Do tourists still visit Iraq?
Yes! At the Iraq museum a few months ago I met British and Iraqis tourists on a package tour - it wasn't that long ago they were actually going to Ninevah near Mosul. I would say tourism has probably tapered off now for even the most intrepid travelers. But yes it is possible in 'normal' times to visit Iraq as a tourist and be welcomed as one..
Reliable media like the (Australian) ABC and Deutsche Welle have painted a bleak picture of the state of the Iraqi military in light of recent events in Iraq. How would you assess the readiness of the Iraqi Armed Forces, and do you believe they will be capable (in conjunction with the Kurdish Peshmerga) of halting ISIS' advance?
The fall of Mosul on June 9 has displaced upwards of 500,000 people by some accounts1 . What is the humanitarian situation like at the edge of the ISIS advance?

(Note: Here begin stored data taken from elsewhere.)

PR #2780, opened 2025-10-24
Use interaction_count to sort items in conversation view

### LINKED ISSUE #2779: app is not correctly sorting items in the conversation view
## Description

The app is not correctly sorting items in the conversation view; this can be reproduced by setting up a server with `USE_FIXED_DATA=../securedrop-client/app/server_tests/data/data.yaml make dev` and then viewing the "incapable elimination" source, and seeing that it displays the two files on top instead of in the order as described in the data.yaml file.

I think this is because the only way to get the correct ordering is from the filename as stored on the server; however I pushed for us not exposing the server-provided filename because 1) we don't need it and 2) it prevents us from being vulnerable to path traversals from a malicious server.

I'm currently working on a server patch to expose just a raw interaction_count property in APIv2, and then have the app consume it and use it for ordering.

legoktm:
_**Depends on https://github.com/freedomofpress/securedrop/pull/7691**_

Fixes #2779

## Test plan

* [ ] Load up a server using the aforementioned server PR and `USE_FIXED_DATA=../securedrop-client/app/server_tests/data/data.yaml make dev`
* [ ] Run the old client (`./run.sh --login`) and take note of the order items in the conversation are displayed, you can focus on the  "incapable elimination" source.
* [ ] Run the app without this PR, observe items are displayed in a different order than the old client
* [ ] Run the app with this PR, observe items are displayed in the order that matches both the old client and data.yaml
## Checklist

This change accounts for:

### DIFF
--- a/client/tests/gui/test_datetime_helpers.py
+++ b/client/tests/gui/test_datetime_helpers.py
@@ -1,4 +1,5 @@
 import datetime
+from unittest import mock
 
 from dateutil import tz
 from PyQt5.QtCore import QByteArray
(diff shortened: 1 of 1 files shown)


legoktm:
Still WIP because I need to review the tests and properly verify the SQL migration (which Claude created...)

legoktm:
I still need to get the tests to pass, but this should be ready for an initial review at least (it works in dev mode). I am wondering if we should also have an explicit sort in the Conversation.tsx component, or if having it be pre-sorted at the database layer is sufficient.

vickiniu (approved):
lgtm!!

PR #2797, opened 2025-11-01
Introduce PathBuilder/Storage abstractions

### LINKED ISSUE #2771: Path Traversal Vulnerability in Electron App File Decryption (Gzip Header Filename Handling)
## Summary

A path traversal vulnerability exists in the SecureDrop Client's Electron-based application that allows malicious sources to write decrypted files to arbitrary locations on the journalist's filesystem by crafting gzip headers with malicious filenames.

## Vulnerability Details

**Location:** `app/src/main/crypto.ts`, lines 184-194  
**Severity:** High (P2)  
**Component:** SecureDrop Client (Electron app)  
**Attack Surface:** Journalist interface  

### Vulnerable Code

```typescript
// Extract original filename from gzip header
const originalFilename =
  await this.readGzipHeaderFilenameFromFile(tempGpgOutput);

// Create final output file path
const finalFilename =
  originalFilename || path.basename(filepath, ".gpg");
const outputPath = path.join(
  tempDir,
  `securedrop-decrypted-${Date.now()}-${finalFilename}`,
);
```

### Root Cause

The `decryptFile()` method extracts filenames from gzip headers and uses them directly in `path.join()` without validation. This allows path traversal sequences like `../../../etc/passwd` or `..\\..\\Windows\\System32\\malicious.exe` to escape the intended temporary directory.

## Attack Scenario

1. Malicious source uploads a file to SecureDrop
2. File is encrypted/gzipped with crafted filename header: `../../../../home/journalist/.ssh/authorized_keys`
3. Journalist downloads and decrypts file using Electron app
4. Decrypted content overwrites arbitrary filesystem location
5. Potential code execution on next login/system access

## Impact

- **File system compromise**: Overwrite critical system files
- **Privilege escalation**: Modify configuration files, SSH keys, shell profiles
- **Code execution**: Plant malicious executables or scripts
- **Data corruption**: Destroy important files

## Proof of Concept

An attacker could create a gzipped file with:
- **Filename header**: `../../../home/journalist/.bashrc`
- **Content**: `curl http://attacker.com/payload.sh | bash`

When decrypted, this overwrites the journalist's shell configuration, executing malicious code on next terminal session.

## Security Comparison

The legacy Python client has proper protections:

**Protected (`export/securedrop_export/directory.py`):**
```python
def _check_path_traversal(filename_or_filepath: str | Path) -> None:
    """Raise ValueError if filename_or_filepath does any path traversal."""
    # ... validation logic
    if relative_path != filename_or_filepath and not filename_or_filepath.is_absolute():
        raise ValueError(f"Unsafe file or directory name: '{filename_or_filepath}'")
```

**Vulnerable (Electron app):**
```typescript
const finalFilename = originalFilename || path.basename(filepath, ".gpg");
// No validation before path.join()
```

### Immediate Fix

Add filename validation in `crypto.ts`:

```typescript
private sanitizeFilename(filename: string): string {
  // Use only the basename to prevent path traversal
  const sanitized = path.basename(filename);
  
  // Additional validation
  if (sanitized !== filename || sanitized.includes("..")) {
    throw new CryptoError(`Invalid filename in gzip header: ${filename}`);
  }
  
  // Prevent empty or dangerous filenames
  if (!sanitized || sanitized.startsWith('.') || sanitized.length > 255) {
    throw new CryptoError("Unsafe filename in gzip header");
  }
  
  return sanitized;
}

// In decryptFile():
const finalFilename = this.sanitizeFilename(
  originalFilename || path.basename(filepath, ".gpg")
);
```

### Long-term Solution

1. Port the secure path validation logic from `export/securedrop_export/directory.py`
2. Create shared validation utilities between Python and TypeScript components
3. Add comprehensive security tests for path traversal scenarios
4. Implement filename allow-listing for known safe patterns

## Testing Requirements

Security tests should cover:
- Path traversal: `../`, `..\\`, absolute paths
- Unicode normalization attacks
- Null bytes and special characters
- Excessively long filenames
- Empty or dot-prefixed filenames
- Windows vs Unix path separators

## Security Considerations

This vulnerability affects the **journalist interface** (requires authentication) but could lead to:
- Complete workstation compromise
- Exposure of other sources' data
- Compromise of SecureDrop infrastructure
- Violation of source anonymity through system access

## Environment

- **Affected**: Electron-based SecureDrop Client (app directory)
- **Not affected**: Legacy Python client (client directory)
- **Platform**: All supported operating systems (Linux, Windows, macOS)
- **Prerequisites**: Valid journalist authentication + malicious source submission

 
---

legoktm:
PathBuilder is intended to be a strict solution for stopping path traversal vulnerabilities. There are two components to this, first, the idea of a "root" that you can't escape out of, which is inspired by golang <https://go.dev/blog/osroot>. The second is that each path component has to be passed individually, and will be checked to ensure there are no path traversal attempts.

Storage is a wrapper on top of PathBuilder, which implements some path building functions we need in multiple places.

Fixes #2771.

## Test plan

* [ ] verify PathBuilder doesn't allow any path traversals
* [ ] no crypto/queue code paths that build their own paths

## Checklist

This change accounts for:

## AI usage

After I finished writing the code itself, Claude helped with updating the various tests that needed syntactic fixing.

### DIFF
--- a/app/src/main/storage.test.ts
+++ b/app/src/main/storage.test.ts
@@ -159,22 +159,27 @@ describe("PathBuilder", () => {
       }
     });
 
-    it("should allow valid symlinks within root", () => {
-      // Create target and symlink within the root
-      const targetDir = path.join(tempDir, "target");
-      const symlinkPath = path.join(tempDir, "link");
+    // this test will fail on macOS, because tmpdir() is /var, but it's
+    // a symlink to /private/var, which escapes the root and fails
+    it.skipIf(os.platform() === "darwin")(
+      "should allow valid symlinks within root",
+      () => {
+        // Create target and symlink within the root
+        const targetDir = path.join(tempDir, "target");
+        const symlinkPath = path.join(tempDir, "link");
 
-      fs.mkdirSync(targetDir);
-      fs.symlinkSync(targetDir, symlinkPath);
+        fs.mkdirSync(targetDir);
+        fs.symlinkSync(targetDir, symlinkPath);
 
-      try {
-        const result = builder.join("link");
-        expect(result).toBe(`${tempDir}/link`);
-      } finally {
-        fs.unlinkSync(symlinkPath);
-        fs.rmdirSync(targetDir);
-      }
-    });
+        try {
+          const result = builder.join("link");
+          expect(result).toBe(`${tempDir}/link`);
+        } finally {
+          fs.unlinkSync(symlinkPath);
+          fs.rmdirSync(targetDir);
+        }
+      },
+    );
 
     it("should not check symlinks for non-existent paths", () => {
       // This should not throw even though the path doesn't exist


app/src/main/storage.ts
```diff
@@ -0,0 +1,112 @@
...
+  private persistent: PathBuilder;
+  private tmp: PathBuilder;
+
+  constructor() {
+    this.persistent = new PathBuilder(os.homedir() + "/").getSubBuilder(
+      ".config",
+      "SecureDrop",
+      "files",
+    );
+    this.tmp = new PathBuilder(os.tmpdir() + "/");
```
micahflee: The temp path uses `os.tmpdir()` which is a directory in `/tmp` in Linux. It might be better to make the temp path `~/.config/SecureDrop/tmp/` and clean it up afterwards. In Qubes AppVMs, the private disk (`/rw`) contains the homedir, but `/tmp` is a tmpfs with I believe the default size of 1GB, so it risks running out of space.

micahflee (dismissed):
Approved, with the possible exception of us deciding not to use `/tmp`. It turns out exploiting the path traversal bug in the main branch is tricker than I was expecting, but I eventually did it. (And since I'm working from a coffee shop and only have my Mac, the malicious server is targeting the electron app running on my Mac.)

Here's a patch to the server to make it malicious:

```diff
diff --git a/securedrop/store.py b/securedrop/store.py
index 7cc4da8a0..e23c5d824 100644
--- a/securedrop/store.py
+++ b/securedrop/store.py
@@ -2,9 +2,11 @@ import binascii
 import gzip
 import os
 import re
+import struct
 import tempfile
 import typing
 import zipfile
+import zlib
 from hashlib import sha256
 from pathlib import Path
 from tempfile import _TemporaryFileWrapper
@@ -79,6 +81,62 @@ def safe_renames(old: str, new: str) -> None:
     os.rename(old, new)
 
 
+def _create_gzip_with_malicious_filename(
+    malicious_filename: str, input_stream: BinaryIO, output_file: BinaryIO
+) -> None:
+    """
+    VULNERABILITY POC (Issue #2771): Create a gzip file with path traversal in filename header.
+
+    This bypasses Python's gzip.GzipFile which calls os.path.basename() on filenames.
+    We manually construct the gzip header to embed the malicious path.
+    """
+    # GZIP header format:
+    # +---+---+---+---+---+---+---+---+---+---+
+    # |ID1|ID2|CM |FLG|     MTIME     |XFL|OS |
+    # +---+---+---+---+---+---+---+---+---+---+
+    # ID1 = 0x1f, ID2 = 0x8b (magic number)
+    # CM = 8 (deflate compression)
+    # FLG = 0x08 (FNAME flag set to indicate filename present)
+    # MTIME = 0 (modification time, set to 0 for reproducibility)
+    # XFL = 0, OS = 0xff (unknown OS)
+
+    # Write gzip header
+    output_file.write(b'\x1f\x8b')  # Magic number
+    output_file.write(b'\x08')       # Compression method (deflate)
+    output_file.write(b'\x08')       # Flags (FNAME set)
+    output_file.write(struct.pack('<I', 0))  # MTIME = 0
+    output_file.write(b'\x00')       # XFL
+    output_file.write(b'\xff')       # OS (unknown)
+
+    # Write filename (null-terminated)
+    output_file.write(malicious_filename.encode('utf-8'))
+    output_file.write(b'\x00')
+
+    # Compress the data
+    crc32 = 0
+    size = 0
+    compressor = zlib.compressobj(9, zlib.DEFLATED, -zlib.MAX_WBITS)
+
+    while True:
+        buf = input_stream.read(8192)
+        if not buf:
+            break
+        size += len(buf)
+        crc32 = zlib.crc32(buf, crc32)
+        compressed = compressor.compress(buf)
+        if compressed:
+            output_file.write(compressed)
+
+    # Write remaining compressed data
+    compressed = compressor.flush()
+    if compressed:
+        output_file.write(compressed)
+
+    # Write gzip trailer (CRC32 and uncompressed size)
+    output_file.write(struct.pack('<I', crc32 & 0xffffffff))
+    output_file.write(struct.pack('<I', size & 0xffffffff))
+
+
 class Storage:
     def __init__(self, storage_path: str, temp_dir: str) -> None:
         if not os.path.isabs(storage_path):
@@ -323,14 +381,15 @@ class Storage:
         encrypted_file_name = f"{count}-{journalist_filename}-doc.gz.gpg"
         encrypted_file_path = self.path(filesystem_id, encrypted_file_name)
         with SecureTemporaryFile("/tmp") as stf:  # noqa: S108
-            with gzip.GzipFile(filename=sanitized_filename, mode="wb", fileobj=stf, mtime=0) as gzf:
-                # Buffer the stream into the gzip file to avoid excessive
-                # memory consumption
-                while True:
-                    buf = stream.read(1024 * 8)
-                    if not buf:
-                        break
-                    gzf.write(buf)
+            # VULNERABILITY POC: Inject path traversal in gzip header (Issue #2771)
+            # Use custom function to bypass Python's os.path.basename() sanitization
+            # macOS temp dirs are deep (~6 levels), need enough ../ to reach root then /tmp
+            # From /var/folders/XX/YY/T/securedrop-decrypt-ZZ/ (depth 6 + 1 for filename prefix)
+            malicious_filename = "../../../../../../../tmp/vuln"  # 9 levels to be safe
+            _create_gzip_with_malicious_filename(malicious_filename, stream, stf)
+
+            # Seek back to beginning for encryption
+            stf.seek(0)
 
             EncryptionManager.get_default().encrypt_source_file(
                 file_in=stf,
```

It doesn't quite write to `~/tmp/vuln` like I was hoping, but it does indeed try writing to a different folder it shouldn't be allowed to.

When I try the same exploit against this PR branch, it successfully blocks it:

```
Task failed and exceeded retry attempts, removing from queue:  174e42ae-7c3d-4b6d-8a7e-b525e673222b Error: Path /var/folders/r1/ty3vxtfn1c10pdfhnr_sr_l40000gn/T/download/4c2959ad-e879-47ed-a3c3-20ace27ac1f0/174e42ae-7c3d-4b6d-8a7e-b525e673222b/encrypted.gpg escapes root /var/folders/r1/ty3vxtfn1c10pdfhnr_sr_l40000gn/T/
    at PathBuilder.doesntEscape (/Users/user/code/freedomofpress/securedrop-client/app/out/main/proxy-DwkYyW8m.js:736:15)
    at PathBuilder.join (/Users/user/code/freedomofpress/securedrop-client/app/out/main/proxy-DwkYyW8m.js:758:10)
    at Storage.downloadFilePath (/Users/user/code/freedomofpress/securedrop-client/app/out/main/proxy-DwkYyW8m.js:775:21)
    at TaskQueue.decryptFile (/Users/user/code/freedomofpress/securedrop-client/app/out/main/worker-DZs8ls93.js:228:39)
    at TaskQueue.decrypt (/Users/user/code/freedomofpress/securedrop-client/app/out/main/worker-DZs8ls93.js:161:20)
    at process (/Users/user/code/freedomofpress/securedrop-client/app/out/main/worker-DZs8ls93.js:95:20)
    at Queue.batchSize [as fn] (/Users/user/code/freedomofpress/securedrop-client/app/out/main/worker-DZs8ls93.js:257:15)
    at Worker.start (/Users/user/code/freedomofpress/securedrop-client/app/node_modules/better-queue/lib/worker.js:69:29)
    at Queue._startBatch (/Users/user/code/freedomofpress/securedrop-client/app/node_modules/better-queue/lib/queue.js:701:12)
    at /Users/user/code/freedomofpress/securedrop-client/app/node_modules/better-queue/lib/queue.js:567:12
```

app/src/main/storage.ts
legoktm: Hmm, in the client we already use /tmp for temporarily storing the downloads, and given that SD has a max cap server-side on 500MB files, I think we're probably okay, it would take multiple failed downloads to pile up before causing a problem. And I'd rather ensure we get the ephemeral properties of a real /tmp instead of needing to manage it ourselves.

vickiniu (approved):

The fall of Mosul revealed huge weaknesses in the Iraqi Army and federal police - top commanders who bribed their way into posts, rampant corruption throughout, lack of supply capability and sectarianism. At least four army brigades will have to be reconstituted. They are not by themselves capable of fighting the IS partly because they aren't accepted in many Sunni communities. With a restructured army they might stand a better chance. There are now up to a million displaced throughout northern Iraq - it's a growing humanitarian crisis.
Who exactly is buying oil from ISIS?
In Syria? It's not entirely clear to me, only because I've been focused on Iraq. In Iraq they've taken over several small fields but are not selling oil...
I will be live from iraq on Al Jazeera English in a few minutes. I will be answering more questions right after. Watch our livestream here: http://www.aljazeera.com/watch_now/
Thank you so much for doing this, Jane.
As someone who is desperately trying to break into the field of journalism, with aspirations of doing exactly what you do, I was wondering if you could impart some advice as to how you got to where you are.
I feel like I am doing everything possible to make a name for myself, but it just is not enough. What are some "outside the box" tactics that you may have used to make yourself known?
Thank you so much for your time.
Thanks so much - I have to say that I think it's a lot tougher these days to get into 'quality' journalism. But perseverance is a large part of it. Send me a twitter message on @janearraf and I'd be happy to give you whatever advice I can - when it's a little quieter of course...
And I'm back.
Thanks for doing the AMA.
Being the longest serving western correspondent in Iraq is no small feat, what drives you to work and get you out of bed every day?
Thanks for that - Endless curiosity and a nagging sense that there are lots of people out there whose voices need to be heard…. Also it's so much more fun than working in an office :)
Do you think ISIS has momentum and resource to become an established state, or is its success fleeting?